Según expertos en adicciones, beber más de 4 o 5 unidades de alcohol en un corto período ya puede generar efectos negativos en la salud, como deshidratación, intoxicación etílica o alteraciones en el sistema nervioso. Aunque Wesley no busca promover un consumo saludable, su gesto invita a reflexionar sobre los límites entre la moderación y el exceso en contextos festivos.

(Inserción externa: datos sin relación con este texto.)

PR #134, opened 2023-11-15
Edit systems #17

### LINKED ISSUE #17: As an operator/admin, I want to be able to edit systems
- [ ] Implement User Interface and API request for editing systems (2 weeks)
- [ ] Implement Button to edit system
- [ ] Implement window with pre-populated fields 
- [ ] Implement post request to add to DB

### LINKED ISSUE #146: System importance chip colour wrong in SciGateway
Believe its the same as https://github.com/mui/material-ui/issues/31857. Have currently used the `color` prop directly, but really need to use `sx` to override. At the moment the colour in scigateway is overridden specifically for their usage in datagateway to meet contrast requirements for accessibility, it may not be needed anymore with MUIv5.

joelvdavies:
## Description

Adds the ability to edit a system

image

Currently I just put the button next to delete, hoping it will be clearer where these should go once I have looked into moving systems, particularly since that will probably involve selecting more than one system at once.

## Testing instructions

- [ ] Review code
- [ ] Check Actions build
- [ ] {more steps here}

## Agile board tracking

Closes #17, Closes #146


VKTB (commented):
I noticed a couple of things while testing this.
- If I only edit the name of the system then the changes are updated immediately on the page but this is not the case when I try to edit any of the other fields.
- If I remove all the field inputs from the Edit System window, click Save, click Cancel, and then click Edit again, the field inputs are empty. Shouldn't the inputs be shown given I have exited the edit window and opened again?

joelvdavies:
> I noticed a couple of things while testing this.
> 
> * If I only edit the name of the system then the changes are updated immediately on the page but this is not the case when I try to edit any of the other fields.
😄 that was tricky to debug - the breadcrumbs were causing a re-render of the page which meant the removeQueries functioned as I thought it would, but it needed to be invalidateQueries to actually work properly.

> * If I remove all the field inputs from the Edit System window, click Save, click Cancel, and then click Edit again, the field inputs are empty. Shouldn't the inputs be shown given I have exited the edit window and opened again?
Yeah I agree - I was in two minds at the time - what if someone partially edited then closed the window?, but cancel implies undoing the changes so I have made it reset.

VKTB:
@joelvdavies Thanks for taking a look and fixing these. They are working as expected now. However, I think the changes have affected the adding of systems in some way because when I created a test system, I had to refresh the page to see it in the list. I don't remember having to do this earlier today when I again had to create a test system, do you mind having a look?

joelvdavies:
> @joelvdavies Thanks for taking a look and fixing these. They are working as expected now. However, I think the changes have affected the adding of systems in some way because when I create a test system, I have to refresh the page to see it in the list. I don't remember having to do this earlier today when I again had to create a test system. Do you mind having a look, please?

🤦‍♂️ - Thanks for spotting that, I made a change to the invalidation to only invalidate the systems within the parent, but I had the wrong type as we use a string "null" meaning it never invalidated if adding in the root.

VKTB (commented):
I noticed something else while testing earlier. If I edit the name of a root system, its name and the breadcrumb get updated but if I navigate back to the root of the systems then the name is still the old one. I also noticed that if I go in its children systems, the relevant breadcrumb part has the updated name of the parent system in some of the children systems but not in all.

joelvdavies:
> I noticed something else while testing earlier. If I edit the name of a root system, its name and the breadcrumb get updated but if I navigate back to the root of the systems then the name is still the old one. I also noticed that if I go in its children systems, the relevant breadcrumb part has the updated name of the parent system in some of the children systems but not in all.

@VKTB I *think* I have addressed those now - tricky to address the latter without invalidating all the breadcrumbs to ensure all children are also invalidated so that is what I have done.

Issue #130, opened 2023-11-13
A user should be a to set an catalogue item as Obsolete


joshuadkitenge:
- Create an obsolete dialogue 
- use MUI stepper to allow user to set is_obsolete, obsolete replacement catalogue item and  obsolete reason
- create pages for  is_obsolete, obsolete replacement catalogue item and and obsolete reason

PR #142, opened 2023-11-18
Obsolete dialog #130

joshuadkitenge:
## Description

## Testing instructions

- [ ] Review code
- [ ] Check Actions build
- [ ] {more steps here}

## Agile board tracking

connect to {issue number}


joshuadkitenge:
LGTM

VKTB:
I think I would prefer the list of catalogue items from the catalogue category I am in to be shown in the 3rd step (_Obsolete Replacement_) rather than the root of catalogue categories. I would expect the replacement catalogue item to likely be in the same catalogue category but if not then I can use the breadcrumbs. Just saves some navigating through if there are lots of subcategories. This is just a comment but looks good to me otherwise.

VKTB (approved):

VKTB (changes requested):
I tested this and noticed the following:
- The _Obsolete replacement link_ column is not updated when I select an obsolete replacement 
- If in the 3rd step (_Obsolete Replacement_), I navigate to root, click _Cancel_. and then come back to the same step for the same catalogue item, the table does not reset as it is still at root.

VKTB (approved):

Críticas a la monarquía y su costo para los ciudadanos
Wesley no es el único que cuestiona el mantenimiento de la monarquía neerlandesa. Aunque el rey Willem-Alexander goza de una valoración positiva en encuestas recientes, un sector significativo de la población considera que los costos asociados a la familia real son demasiado altos. El joven calificó a los miembros de la monarquía como «saqueadores» y argumentó que, en lugar de celebrar, los ciudadanos deberían cuestionar el uso de sus impuestos.

Su postura refleja un debate más amplio en Europa sobre el papel de las monarquías en el siglo XXI, especialmente entre las generaciones más jóvenes. Mientras algunos ven en la realeza un símbolo de unidad nacional, otros la perciben como una institución obsoleta y onerosa.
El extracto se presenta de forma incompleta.